Aside from being on my mom's health insurance until I married at 21, I was financially independent at 18 and was definitely informing my mother of my plans and occasionally asking advice, not asking for permission.

You sound like you were a mature and responsible young person. My comment was more to the people who said they wouldn't even mention the trip to their parents (especially due to "financial independence" that did not come from working or responsible behavior). Not even mentioning the trip to your parents ect is not only rude but unsafe when you are not even fully independent. My cousin found that out when he went on a ski trip for the weekend and the first time they heard about it was a call from the hospital to come drive him home. Or my neighbor's 19 year old daughter who went on a cross country road trip - spur of the moment and oops forgot her ID. The car broke down and the mother could not even wire money to her - she had to fly out there to get the daughter taking her license with her.
It seems to me that all the people who have commented on this thread that were truly independent and responsible say they would have discussed it with their parents - even if they themselves make the final decision. Being an adult does not just mean "I don't have to listen to you."
As for people who join the military - my husband retired from the army after 23 years.

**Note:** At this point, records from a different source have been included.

PR #1825, opened 2020-03-05
[MACROS] log warning when a macro loading fail

jerome-poisson:
Macro loading was failing silently, this patch fix this behaviour.


jerome-poisson:
note: there is not issue attached.

PR #1826, opened 2020-03-06
[SDESK-4907] Impliment mapping between Media Topic codes and IPTC sub…

marwoodandrew:
…ject codes


superdesk/io/mediatopics.py
```diff
@@ -0,0 +1,180 @@
...
+        # The media topics json file is available at http://cv.iptc.org/newscodes/mediatopic?lang=x-all
+        # there are also language specific files that could be used.
+        media_topic_codes = os.path.join(dirname, 'data', 'cptall-x-all.json')
+        mediatopics = self._load_codes(media_topic_codes)
+        self.generate_mediatopic_to_subject_map(mediatopics.get('conceptSet'))
+
+    def _load_codes(self, filename):
+        with open(filename, 'rb') as f:
+            codes_bytes = f.read()
+            codes = loads(codes_bytes.decode('UTF-8'))
```
petrjasek: could be a bit simpler via `with open(filename, 'rb') as f: codes = json.load(f)`

marwoodandrew: Done

PR #1828, opened 2020-03-09
Talpa: Prevent publishing videos without a thumbnail. [SDESK-5082]

GyanP:


petrjasek:
this should be rather done in superdesk-tlp repo using item_validate signal like [here](https://github.com/superdesk/superdesk/blob/ansa/server/ansa/validate.py)

PR #1833, opened 2020-03-16
[SDBELGA-324] Handle empty document on ingest

idsvn:
From Karel
> ...Document is empty... error
this happens from time to time when a file is not saved on the server while the ingest is trying to process it. When it fails, ingest will retry and the file gets ingested in the end.

It also raises error when ingest file is empty, so we think you could use this to reproduce the error. The error is on file service but we think we should handle ftp service as well.

SDBELGA-324

### DIFF
--- a/superdesk/io/feeding_services/ftp.py
+++ b/superdesk/io/feeding_services/ftp.py
@@ -197,6 +197,11 @@ class FTPFeedingService(FeedingService):
         _, ext = os.path.splitext(filename)
         return ext.lower() in allowed_ext
 
+    def _is_empty(self, file_path):
+        """Test if given file is empty, return True if file does not exist
+        """
+        return not (os.path.isfile(file_path) and os.path.getsize(file_path) > 0)
+
     def _list_files(self, ftp, provider):
         self._timer.start('ftp_list')
         try:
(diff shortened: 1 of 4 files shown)


superdesk/io/feeding_services/ftp.py
```diff
@@ -197,6 +197,11 @@ def _is_allowed(self, filename, allowed_ext):
         _, ext = os.path.splitext(filename)
         return ext.lower() in allowed_ext
 
+    def _is_empty(self, file_path):
```
ride90: Does it make sense to put it somewhere else to avoid repeating code? We can create a file mixin and use it for `FileFeedingService` and `FTPFeedingService` or even put it in utils... It's a tiny method, maybe it's not worth it. @petrjasek ?

ride90:
@idsvn please fix behave tests.

superdesk/io/feeding_services/ftp.py
idsvn: Should we put it to BaseClass `FeedingService`? We intent to do so but not sure it's suitable?!

ride90: IMO `is_empty` is file related, so the base class is not the right place.
Not a big deal, you can leave it as it is now.

PR #1837, opened 2020-03-18
Unpublished item should get published as association (depending on config). [SDESK-5075]

GyanP:


petrjasek:
is it develop branch issue only or also affects 1.33?

GyanP:
Not sure. In the ticket, fix version is `1.33.1`. But, can be reproduced in both 1.33 and develop.

Issue #670, opened 2016-11-30
Dredd doesn't correctly kill subprocess on *NIX systems


honzajavorek:
It seems like Dredd doesn't properly kill the server process on *NIX systems.

While https://github.com/apiaryio/dredd/issues/669 is a request for improvement, because Windows are still not officially supported and tested, this is a regression and needs to be fixed.

honzajavorek:
The newest version of Dredd [v3.4.0](https://github.com/apiaryio/dredd/releases/tag/v3.4.0) was supposed to introduce consistent killing of subprocesses for *NIX and Windows, but the outcome is it correctly kills processes on macOS and Windows, but doesn't kill them on Linux - it hangs. This is a serious issue and it's being worked on. Pin your version of Dredd to  if you're experiencing problems.

PR #764, opened 2017-04-05
Listen on 'exit' event instead of 'close'

honzajavorek:

When working with spawned subprocesses, it seems like under some circumstances the 'close' event isn't emitted on Linux when the process terminates. The 'exit' event seems to be called consistently accross operating systems.

- Close https://github.com/apiaryio/dredd/issues/670#issuecomment-291900957

- [ ] To write docs - N/A
- [ ] To write tests - N/A (I'm not really sure why in tests the `close` event gets called correctly while manually it doesn't work 😢 )


w-vi:
`close` event is fired when subprocess stdin/stdout are closed, this is not always the case if you the subprocess shares them with others so it is not reliable, good move to use `exit`.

I know that the first few years even after basic training consists of inspections of your quarters and a lot of rules and people keeping track of you and your behavior.

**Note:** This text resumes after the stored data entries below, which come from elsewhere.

PR #780, opened 2017-05-11
Remove trailing slash from Apiary API URL

honzajavorek:

If Apiary API URL is configured with a trailing slash, it causes double slashes and may cause further problems.

- [ ] To write docs - N/A
- [x] To write tests

### DIFF
--- a/src/reporters/apiary-reporter.coffee
+++ b/src/reporters/apiary-reporter.coffee
@@ -26,7 +26,7 @@ class ApiaryReporter
     @errors = []
     @serverError = false
     @configuration =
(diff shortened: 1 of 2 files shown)


src/reporters/apiary-reporter.coffee
```diff
@@ -202,7 +202,7 @@ class ApiaryReporter
       logger.debug('Apiary reporter response:', JSON.stringify(info, null, 2))
       return callback(null, res, parsedBody)
 
-    body = JSON.stringify(reqBody)
+    body = if reqBody then JSON.stringify(reqBody) else ''
```
kuba-kubula: `reqBody` can't be `false` here?

Issue #744, opened 2017-03-07
Hook handlers should be tested also on Windows


honzajavorek:
We should test whether hook handlers work on Windows - at least the Python and Ruby ones. I played manually with it (hence #742), it seems to work, but it would be nice to be _sure_ at any point in the future that it works.

honzajavorek:
Closed by https://github.com/apiaryio/dredd/pull/782, in favor of https://github.com/apiaryio/dredd/issues/784.

Issue #702, opened 2017-01-25
Change how integration test suite for hook handlers work


honzajavorek:
There are multiple issues with current integration test suite for hook handlers: https://github.com/apiaryio/dredd/issues/672, https://github.com/apiaryio/dredd/issues/647, https://github.com/apiaryio/dredd/issues/644.

My idea how to approach this would be to redesign the test suite and use Travis CI build matrix for running

- Dredd test suite for multiple node versions
- test suite of each of the hook handler implementations, with the version of Dredd in given build

It would enable us to overcome the limitation of sharing credentials with contributors etc. We wouldn't need to push to GitHub or report to GitHub status API. We would just design the matrix using some env variables and then prepare the testing environment accordingly for each build - e.g. for testing Ruby hooks, it would pull (no credentials needed) the Ruby hooks codebase to the Dredd build and run just its Gherkin test suite.

### Challenges

- How to prepare the environment and run the hook handler's test suite? Definition of how to run the test suite is in `.travis.yml` of the pulled repository, but we'll get that file in the middle of running Travis CI build. Is there a way how to interpret the file and execute it in running Travis CI container?
- How to effectively combine node.js build matrix (node 4, node 6) with hook handlers' build matrix?
- Should we use code from `master` of the hook handler repo or should we install its latest version as a package? Which one makes more sense?
- Could we cache / parallelize something?
- This would effectively make the Dredd build a multi-language build - https://github.com/travis-ci/travis-ci/issues/538 Maybe we could use `addons` to provision at least the languages - https://docs.travis-ci.com/user/installing-dependencies/

### Other solutions

- Find existing tool (sth like https://github.com/stephanmg/travis-dependent-builds?)
- Change CI (dependent builds are not on Travis CI roadmap anymore: https://github.com/travis-ci/travis-ci/issues/249)

honzajavorek:
Closed by https://github.com/apiaryio/dredd/pull/782, in favor of https://github.com/apiaryio/dredd/issues/784.

Issue #672, opened 2016-12-02
Integration tests for hook handlers have problems with finding .travis.yml


honzajavorek:
https://travis-ci.org/apiaryio/dredd/jobs/180697371

Apparently, when `.travis.yml` is one of the files changed in your PR, it breaks the script taking care of running the integration tests of hook handlers. Not exactly sure why.

-----

**Update:** It looks like it doesn't matter if `.travis.yml` is changed or not, it just fails.

honzajavorek:
Closed by https://github.com/apiaryio/dredd/pull/782, in favor of https://github.com/apiaryio/dredd/issues/784.

Issue #647, opened 2016-10-25
Integration tests of hook handlers start after PR build finishes


honzajavorek:
...which makes the whole build time very long.

honzajavorek:
Closed by https://github.com/apiaryio/dredd/pull/782, in favor of https://github.com/apiaryio/dredd/issues/784.

PR #782, opened 2017-05-16
Remove hooks handlers testing

honzajavorek:

The integration tests of hook handlers were disabled in the past already due to various issues (#644, #647, #672, #702, #744). Now there's a security issue in one of the libraries the code of the tests uses: https://nodesecurity.io/advisories/sync-exec_tmp-files-readable-by-other-users

image

Dredd already dropped support for Node 0.10 and 0.12, so native `child_process.execSync()` could be used instead of the sync-exec library, but since the code is essentially dead code now, it's like perform fixes in commented-out code. I decided it would be the best to remove the code completely for now and to fix it once someone is re-introducing the test suite.

- #644 
- #647 
- #672 
- #702 
- #744

- [x] To write docs
- [ ] To write tests - N/A


honzajavorek:
I discussed this with @netmilk in person - let's remove this for now and let's revisit soon what can we do to re-introduce the tests.

Issue #795, opened 2017-05-29
Dredd HTTP client should not follow redirects


argos83:
#### Describe your problem

I'm unable to verify one of my API endpoints which produces a 303 redirect to an external service

My endpoint API (swagger) looks like this

```
  /signed_url:
    get:
      description: |
        Redirect to S3 object download url
      consumes: []
      parameters:
         - name: id
           in: query
           description: the S3 object key
           required: true
           type: string
           x-example: 123
      responses:
        '303':
          description: Redirect response to S3
          headers:
            Location:
              description: The S3 signed url to the requested object
              type: string
              format: uri
```
I would like Dredd to verify the expectations on my service response, instead it follows the redirect and checks the expectations on the external service response (which of course won't match my API specification and fails the test).
I can't think of a use case in which following redirects would be a desired behavior, but if so it should be an opt-in setting.

#### What command line options do you use?

```
$ dredd api.swagger.yaml "${BASE_URL}" --hookfiles=./test/dredd-hooks/*.js
```

#### What is in your `dredd.yml`?

no dredd.yml

#### What's your `dredd --version` output?

```
dredd v3.5.0 (Darwin 16.6.0; x64)
```

#### Can you send us failing test in a Pull Request?

If you agree on this being a bug I can create a PR with a fix.

honzajavorek:
I need to check with @netmilk what is the intended behavior, but I think you're right, this looks like a bug. I can imagine Dredd would follow redirects, but probably only if asked, e.g. by a specific command-line option. My hunch is that this behavior was introduced with replacing the native HTTP(S) request implementation with the `request` library in https://github.com/apiaryio/dredd/pull/749 The next steps should be:

- Install version of Dredd before https://github.com/apiaryio/dredd/pull/749 and try whether it follows redirects. If yes, then this is clearly a bug. If not, this is a feature request 😄 
- Write a failing test for the correct behavior
- Fix the behavior, make the test passing

honzajavorek:
I checked with @netmilk and he says previously Dredd **did not follow** redirects. This is a bug, regression.

argos83:
FYI, responses for POST containing a redirect were not being followed. Only GET responses with redirection. Anyways, I've added tests for both cases.

honzajavorek:
Released as v3.5.1 🎉

yogevglucome:
@honzajavorek As you said before, is there any way to use some flag to allow Dredd to follow redirect?
[...]

PR #801, opened 2017-06-15
#795: HTTP client should not follow redirects

argos83:
Dredd is following 3xx redirections (as a result of a GET request, not for POST requests) because that is the default behavior implemented in the `request` package. This makes it impossible to validate API specs that produce a redirection.

#795 

- [ ] To write docs
- [x] To write tests


honzajavorek:
Released as v3.5.1 🎉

I am sure the OP's daughter will have a great time, but the OP wanting reassurance or advice from others does not mean that her children have never had any freedom and are unprepared for life/school etc.
And who does everyone think goes to Disney World - real life people, not a bunch of people from fairy land. Just because it is Disney does not mean it is a perfectly safe environment and that would worry me the most about my daughter going. If she thought she did not have to be cautious just b amuse it is Disney. Crime happens everywhere.
 
Being an adult is not a magical age. Turning into one is a process and does not happen overnight on an 18th birthday.

Oh definitely, as I learnt myself. I'm 19 and still don't feel really like one.